PR #220, opened 2015-04-14
Acceptance tests

jonnytpuppet:
Acceptance tests


spec/acceptance/docker_basic_crud_spec.rb
```diff
@@ -0,0 +1,142 @@
+require 'spec_helper_acceptance'
+
+describe 'docker CRUD tests' do
```
garethr: This should describe what you're testing, so in this case the docker Puppet class.

spec/acceptance/docker_basic_crud_spec.rb
```diff
@@ -0,0 +1,142 @@
...
+          }
+      EOS
+
+      apply_manifest(pp, :catch_failures => true)
+      unless fact('selinux') == 'true'
+        apply_manifest(pp, :catch_changes => true)
+      end
+    end
+
+    it 'should contain the output' do
```
garethr: This should be explicit, it should be useful without the body of the test

spec/acceptance/docker_basic_crud_spec.rb
```diff
@@ -0,0 +1,142 @@
...
+      shell('docker ps') do |r|
+        expect(r.stdout).to match(/ubuntu:14.04\s+"init".+5555\/tcp\, 0\.0\.0.0\:\d+\-\>4444\/tcp\s+demo1/)
+      end
+      shell('docker images') do |r|
```
garethr: This should probably be a separate test to the one above, ditto the one below.

spec/acceptance/docker_basic_crud_spec.rb
```diff
@@ -0,0 +1,142 @@
+require 'spec_helper_acceptance'
+
+describe 'docker CRUD tests' do
+  context 'docker add' do
+    it 'installs docker, pulls images and runs container' do
```
garethr: This should probably be a before block for this context. It's really about setting up the assertions I think.

spec/acceptance/docker_basic_crud_spec.rb
```diff
@@ -0,0 +1,142 @@
...
+    end
+
+    it 'should contain the output' do
+      shell('docker ps') do |r|
+        expect(r.stdout).to match(/ubuntu:14.04\s+"init".+5555\/tcp\, 0\.0\.0.0\:\d+\-\>4444\/tcp\s+demo1/)
+      end
+      shell('docker images') do |r|
+        expect(r.stdout).to match(/ubuntu\s+14.04/)
+      end
+      shell('netstat -tulp | grep 4243') do |r|
```
garethr: The test text can describe what this test is doing.

spec/acceptance/docker_basic_crud_spec.rb
```diff
@@ -0,0 +1,142 @@
...
+          ports => ['1111'],
+          expose => ['2222'],
+          memory_limit => '200m',
+          use_name => true,
+          }
+      EOS
+
+      apply_manifest(pp, :catch_failures => true)
+      apply_manifest(pp2, :catch_failures => true)
+      unless fact('selinux') == 'true'
```
garethr: What's the rationale for this clause? It's not immediately obvious from the code so might warrant a individual test or a comment.

spec/acceptance/docker_full_spec.rb
```diff
@@ -0,0 +1,598 @@
+require 'spec_helper_acceptance'
+
+describe 'docker full acceptance tests section 1' do
+  context 'test 1.1 - Install and configure Docker and Docker Daemon' do
```
garethr: I'm not sure I like the `test 1.1` portion, I don't think keeping references like this will be particularly sustainable.

spec/acceptance/docker_image_crud_spec.rb
```diff
@@ -0,0 +1,57 @@
+require 'spec_helper_acceptance'
```
garethr: Slightly rewritten version https://gist.github.com/garethr/c6b8f5398d8b9e69c6de

spec/acceptance/nodesets/ubuntu-1404-x64-vcloud.yml
```diff
@@ -0,0 +1,16 @@
+HOSTS:
```
garethr: I think we should probably keep these in the Puppet Labs fork, along with other vendor modifications.

jonnytpuppet:
This can now be merged I believe. I've added a Temp hack to require the latest device-mapper for RHEL7/CentOS7 and also install docker from the rhel-extras repo for RHEL7.

spec/acceptance/docker_full_spec.rb
```diff
@@ -0,0 +1,643 @@
...
+              require => Package['device-mapper']
+            }
+      EOS
+      apply_manifest(pp, :catch_failures => true)
+  end
+end
+
+describe 'docker full acceptance tests section 1 - testing class {\'docker\':}' do
+  context 'test 1.1 - Install and configure Docker and Docker Daemon' do
+    it 'applies the manifest' do
```
garethr: This should be a before block for the two tests.

spec/acceptance/docker_full_spec.rb
```diff
@@ -0,0 +1,643 @@
+require 'spec_helper_acceptance'
+
+describe 'Temp OS hacks' do
```
garethr: One of these installs docker and the other doesn't? I think this assumes the other test cases are run on the same machine as these? This should be a before block on a global context if that's the intent. Otherwise (I think) other tests will fail if you run them individually.

spec/acceptance/docker_full_spec.rb
jonnytpuppet: I'm sorry I don't understand?

The tests are passing clean on RHEL7. CentOS7 (after quickly enabling a normal mirror) and Ubuntu 14.04 consistently

spec/acceptance/docker_full_spec.rb
```diff
@@ -0,0 +1,643 @@
...
+              install_options => ['--enablerepo=rhel7-extras'],
+              ensure => latest,
+              require => Package['device-mapper']
+            }
+      EOS
+      apply_manifest(pp, :catch_failures => true)
+  end
+end
+
+describe 'docker full acceptance tests section 1 - testing class {\'docker\':}' do
```
garethr: I'd rather this described what you are testing. So just ' the Puppet docker class' or similar.

spec/acceptance/docker_full_spec.rb
jonnytpuppet: These tests are written for the 3 supported OS.

We only need to install docker manually to enable the extras repo for RHEL.

spec/acceptance/docker_full_spec.rb
```diff
@@ -0,0 +1,643 @@
...
+        class { 'docker': }
+      EOS
+
+      apply_manifest(pp, :catch_failures => true)
+      unless fact('selinux') == 'true'
+        apply_manifest(pp, :catch_changes => true)
+      end
+    end
+
+    it ': ps -aux should be running docker process' do
```
garethr: This shouldn't repeat the implementation details, so something like 'should successfully start a docker daemon'

spec/acceptance/docker_full_spec.rb
```diff
@@ -0,0 +1,643 @@
...
+      shell('ps -aux | grep docker') do |r|
+        expect(r.stdout).to match(/\/usr\/bin\/docker/)
+      end
+    end
+    it ': docker ps should output table headers' do
```
garethr: This is quite brittle, given that the output of ps can and does change. I'd maybe just change to to check for a zero exit code.

spec/acceptance/docker_full_spec.rb
```diff
@@ -0,0 +1,643 @@
...
+      shell('docker ps') do |r|
+        expect(r.stdout).to match(/CONTAINER ID\s+IMAGE\s+COMMAND\s+CREATED\s+STATUS\s+PORTS\s+NAMES/)
+      end
+    end
+  end 
+
+  context 'test 1.3a - Bound to a particular TCP socket' do
```
garethr: change to 'when providing a TCP address to bind to'

spec/acceptance/docker_full_spec.rb
```diff
@@ -0,0 +1,643 @@
...
+        }
+      EOS
+
+      apply_manifest(pp, :catch_failures => true)
+      unless fact('selinux') == 'true'
+        apply_manifest(pp, :catch_changes => true)
+      end
+    end
+
+    it ': netstat should show docker listening' do
```
garethr: remove netsta (ie. the implementation details.) I'll assume that for other tests as well.

spec/acceptance/docker_full_spec.rb
```diff
@@ -0,0 +1,643 @@
...
+      end
+    end
+    it ': docker ps should output the table headers' do
+      shell('docker ps') do |r|
+        expect(r.stdout).to match(/CONTAINER ID\s+IMAGE\s+COMMAND\s+CREATED\s+STATUS\s+PORTS\s+NAMES/)
+      end
+    end
+  end  
+
+  context 'test 1.3b - Bound to a particular unix socket' do
```
garethr: I don't like the test 1.3b part, it feels like it could refer to something that's not part of the repo. If you could remove from all the tests.

spec/acceptance/docker_full_spec.rb
```diff
@@ -0,0 +1,643 @@
...
+    # Delete all existing images
+    shell('docker rmi $(docker images -q) || true')
+    # Check to make sure no images are present
+    shell('docker images | wc -l') do |r|
+      expect(r.stdout).to match(/^0|1$/)
+    end
+  end
+
+  context 'test 2.1 - Download Image' do
+    it 'runs test' do
```
garethr: describe the test. So in full this should probably be:

    docker::image should successfully download an image from the Docker Hub

You don't actually need the context block here.

spec/acceptance/docker_full_spec.rb
```diff
@@ -0,0 +1,643 @@
...
+      end
+
+      shell('docker images') do |r|
+        expect(r.stdout).to_not match(/ubuntu/)
+      end
+    end
+  end
+end
+
+[true,false].each do |use_name|
```
garethr: As of https://github.com/garethr/garethr-docker/pull/222 I don't think this is now required.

****

What you are asked to do ▸ A single number is the reply: the count of lines in the entries above that have the word "table".

Completed task ▸ 2